How to complete this task:
Copy each line below in which the string "entries" occurs.

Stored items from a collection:
──────
PR #331, opened 2021-03-25
Tabs component

sbastn:
This PR adds support for Vuejs components and introduces the first component: `<tabs>`. @DXTimer is planning to use this component in his use cases/tutorial series to display code in different languages. 

`<tabs>` supports any content and not only code.

## 👀 Preview

tabs

### 1. Write your content

Here is the basic template to get you started:

```html
<div class="component">
  <tabs>
    <template v-slot:ruby>Hello Ruby</template>
    <template v-slot:python>Hello Python</template>
  </tabs>
</div>
```

`tabs` supports markdown by default inside each `template` slot. If you're going to write an article with lots of code samples, I suggest that you declare the `.component` class at the top of your article, use `markdown="1"` for the content that is not inside the tabs. Like the following:

```html
<div class="component" markdown="1">
# First tutorial

Here's our hello world tutorial

  <tabs>
    <template v-slot:ruby>
~~~ruby
require 'dnsimple'
~~~
    </template>

    <template v-slot:python>
**Some Python code will be written!**
_(Eventually)_
    </template>
  </tabs>

# More explanations

  <tabs>
    <template v-slot:go>
*Go content*
    </template>
    <template v-slot:foo>
_foo content_
    </template>
  </tabs>

</div>

<script src="/dist/main.js"></script>
```

### 2. Render the component

Include `<script src="/dist/main.js"></script>` at the end of the page where `<tabs>` are used. Since this is the first draft of the component, I didn't add this script to the main layout. If the usage because more than a couple of pages, we should consider moving to the layout.

### DIFF
--- a/Rakefile
+++ b/Rakefile
@@ -12,7 +12,7 @@ BUILD_YARN_DIRECTORY = "dist"
 task default: [:test]
 
 desc "Compile the site"
-task compile: [:clean, :compile_nanoc, :compile_openapi]
+task compile: [:clean, :compile_nanoc, :compile_openapi, :compile_js]
 
 desc "Compile the static site"
 task :compile_nanoc do
@@ -38,6 +38,20 @@ task :compile_openapi do
   File.write("output/v2/openapi.json", JSON.dump(YAML.load(data)))
 end
 
+desc "Compile Javascript assets"
+task :compile_js do
+  puts "Compiling JS assets"
+
+  stdout, stderr, status = Bundler.with_unbundled_env do
+    Open3.capture3("./node_modules/.bin/webpack")
+  end
+  if status.success?
+    puts  "Compilation succeeded"
+  else
+    abort "ERROR: Compilation failed (#{$?.to_i}\n#{stdout}\n#{stderr}"
+  end
+end
+
 desc "Remove the compilation artifacts"
 task :clean do
   FileUtils.rm_r(PUBLISH_DIRECTORY) if File.exist?(PUBLISH_DIRECTORY)
@@ -52,7 +66,7 @@ end
 desc "Run the site"
 task run: [:compile] do
   Bundler.with_unbundled_env do
-    sh("bundle exec nanoc live")
+    sh("node node_modules/concurrently/bin/concurrently.js 'bundle exec nanoc live' './node_modules/.bin/webpack --watch'")
   end
 end
 
--- a/content/assets/css/_tabs.scss
+++ b/content/assets/css/_tabs.scss
@@ -1,0 +1,34 @@
+$border-color: #ccc;
+
+.tab-content {
+  border-left: 1px solid $border-color;
+  border-right: 1px solid $border-color;
+  border-bottom: 1px solid $border-color;
+  padding: 1rem;
+  pre {
+    padding: 0;
+    background: transparent;
+    border: 0;
+  }
+}
+
+.tabActive {
+  border-left: 1px solid $border-color;
+  border-right: 1px solid $border-color;
+  border-top: 1px solid $border-color;
+  border-bottom: none !important;
+}
+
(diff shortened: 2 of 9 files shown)


src/index.js
```diff
@@ -1 +1,13 @@
-// Empty for now. Needed for correct compilation with Webpack
+import Vue from "vue/dist/vue.esm.js"
+import Tabs from "./components/tabs.vue"
+
+// Troubleshoot with this
```
dallasread, line 4: Do we want to commit this?

dallasread (approved):
👍  Looks good, though I could not get the markdown to work (using the old Vue component, or my additions). I suspect this is a local configuration issue.

src/index.js
sbastn: I'll remove it. Thanks!

Rakefile
```diff
@@ -52,7 +66,7 @@ end
 desc "Run the site"
 task run: [:compile] do
   Bundler.with_unbundled_env do
-    sh("bundle exec nanoc live")
+    sh("node node_modules/concurrently/bin/concurrently.js 'bundle exec nanoc live' './node_modules/.bin/webpack --watch'")
```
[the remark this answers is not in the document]
sbastn: Yes, will do

Rakefile
```diff
@@ -38,6 +38,20 @@ task :compile_openapi do
   File.write("output/v2/openapi.json", JSON.dump(YAML.load(data)))
 end
 
+desc "Compile Javascript assets"
```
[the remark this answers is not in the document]
sbastn: It is

content/assets/css/_tabs.scss
```diff
@@ -0,0 +1,34 @@
+$border-color: #ccc;
```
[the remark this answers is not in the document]
sbastn: You're right. I can do better

sbastn:
After thinking about the feedback, I'm going to make this component nicer. I'm going to adapt @dallasread syntax and include `markdown` capability inside the component via https://marked.js.org/ so there is no need to use `markdown="1"`

sbastn:
@DXTimer @dallasread I reworked the `tabs` component to do the following:
1. Support markdown by default. You no longer need to explicitly declare markdown blocks inside each tab.
2. Removed the `tab0`, `tab1` structured naming to support better names.

Looking forward to your feedback!

src/components/tabs.vue
```diff
@@ -0,0 +1,39 @@
...
+    mounted () {
+      this.tabs = Object.entries(this.$slots).map(slot => {
+        return slot[0]; // returns the slot name, for instance, "ruby" for v-slot:ruby
+      });
+      const options = {
+        highlight: (code) => hljs.highlightAuto(code).value,
+      };
+      this.contents = Object.entries(this.$slots).map(slot => {
+        return marked(slot[1][0].text, options); // returns the content for the slot converted to markdown
+      });
```
dallasread, line 35: Would it be worth using `Object.keys` and `Object.values` (untested code)?

```suggestion
      this.tabs = Object.keys(this.$slots);
      const options = {
        highlight: (code) => hljs.highlightAuto(code).value,
      };
      this.contents = Object.values(this.$slots).map(text => {
        return marked(text, options); // returns the content for the slot converted to markdown
      });
```

dallasread (approved):
👍  LGTM!

One caveat with this approach is the single-word tab title limit, but I have no ideas on how to solve that at this time.

DXTimer (approved):
Great work! :shipit:

src/components/tabs.vue
sbastn: 👏 thanks

sbastn: 👏 thanks!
──────
Written solution:
+      this.tabs = Object.entries(this.$slots).map(slot => {
+      this.contents = Object.entries(this.$slots).map(slot => {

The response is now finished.